Elder Barnes, I appreciate your input. I have read no other books from around that time, so I will have to take your word for it. I am not so sure it is a political correctness problem more than a sign of respect sort of thing. I guess if I reread it I will try to focus more on his arguments.


----------



## Romans922 (Oct 9, 2017)

Well, I'd admit, Luther had a sharp tongue. But also be somewhat understanding of who he is in his context. Here all these devilish papists, worms who have deceived millions of people of hundreds of years with their popery over the simple truth of the gospel and they've made it all about paying money to these guys going around to build St. Peters. So there's only one church at the time (excluding the wacky Eastern Orthodox for the moment), and the only church to belong to is the RCC. And God's people within her mostly all have been deceived by false teachers. Now, as a Pastor, I would be angry. Just as Christ was, and when the Jews were desecrating the Temple, and He went in and turned over tables and took a whip and was using the whip to get people out of the temple. I see a good deal of that in Luther. Maybe not all of it was righteous, but I think it at least stems from that and so he's attacking these false teachers (e.g. Erasmus). So that's why it is my view you should give him a little slack, and just focus on the arguments he makes. 

Besides if we criticize Luther (which is all well and good), that doesn't mean we dismiss what he's said.
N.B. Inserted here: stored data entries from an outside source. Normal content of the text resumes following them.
PR #2133, opened 2026-09-13
fix(conversations): consult execution journal during actor completion

### LINKED ISSUE #2054: Completion no longer consults the execution journal, and an already-ended turn leaves the parent running

jhgaylor:
Actor completion bypassed the execution journal, allowing a successful turn write after its deadline or before its command identity was confirmed. If another writer had already ended the current turn, completion also left its conversation running.

Arbitrate actor completion under parent, journal, then turn locks. Commit the journal's authoritative outcome, reply materialization, and eligible parent idle update together. An already-ended latest turn can release its parent without rewriting its result or emitting another terminal event. Reassigned actors and superseded turns retain their existing fences; deadline events remain single; successful waiting turns retain their detached request metadata. Explicit journal refusals reach callers without partial completion writes.

Validation on pinned Elixir 1.19.2 / OTP 28.3 with an isolated database:

- Six new regression cases fail on original main, covering journal retirement, expiry, uncertain spawn, completion before spawn, and terminal-parent recovery with and without a journal.
- The full conversations directory passed: 1,518 tests, 0 failures, 2 existing skips. After the final waiting-metadata preservation, 224 focused journal, actor, waiting, and binding-race tests passed.
- Independent PostgreSQL connection races cover completion-first and reassignment-first ordering for bounded and unbounded turns, including atomic visibility of the result, reply, and parent status.
- Compilation with warnings as errors, repository formatting, strict Credo (920 files), and `git diff --check` passed.

Bounded controls remain disabled by the existing capability gate. This restores their completion contract without enabling enforcement. Full precommit and CI remain pending.

Closes #2054.


BinaryBourbon (approved):
Reviewed commit `ccf7fa2472e0539fe7e90cd0274e089697a536d4`.

Reviewed the complete diff in `conversations.ex`, `conversation_server.ex`, `execution_guard.ex`, `turn_machine.ex`, `turn_completion_binding_isolation_test.exs`, `turn_completion_journal_test.exs`, and `turn_parent_test.exs`. Traced parent/journal/turn locking, admission and reassignment, completion versus deadline/uncertain-spawn arbitration, reply materialization, detached permission metadata, bounded retirement, duplicate terminal-event suppression, startup failure and parent generation checks. The database writer and journal now commit together; declined transitions retain their state, and already-ended latest turns can release the parent without another terminal announcement.

No actionable medium-or-higher correctness, tenant-isolation, compatibility, or maintainability defects found. Independently ran the three changed test modules plus `bounded_lifecycle_test.exs` against this exact head in an isolated source/build copy and dedicated local PostgreSQL database: **68 tests, 0 failures** (pinned mise toolchain). CI run [34761003993](https://github.com/managoat/fountain/actions/runs/34761003993) also reports six successful test partitions, static analysis, release/API checks and CI required; Detect secrets succeeded. I did not independently rerun the full suite.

If we did that, then we would have to dismiss all the writings of sinners, which is all but what we find in Scripture.

Reactions: Informative 2


----------



## SolaScriptura (Oct 9, 2017)

Luther himself considered _Bondage of the Will_ to be one of his most important works. _Babylonian Captivity_ and _Christian Liberty_ are probably his two other most important works. But I'd suggest that Bondage of the Will is his most important in terms of framing the whole nature of religion. But if you don't like his sharp tongue, you won't like Luther. It's one of his most characteristic qualities!


----------



## BFG33 (Oct 9, 2017)

Points well taken gents. Thank you for you all your help. I guess I failed to take into account how evil the RCC was being especially at that time.


----------



## jw (Oct 9, 2017)

BFG33 said:


> Points well taken gents. Thank you for you all your help. I guess I failed to take into account how evil the RCC was being especially at that time.


And just as evil and dangerous today. Perhaps, even more so, by way of subtlety.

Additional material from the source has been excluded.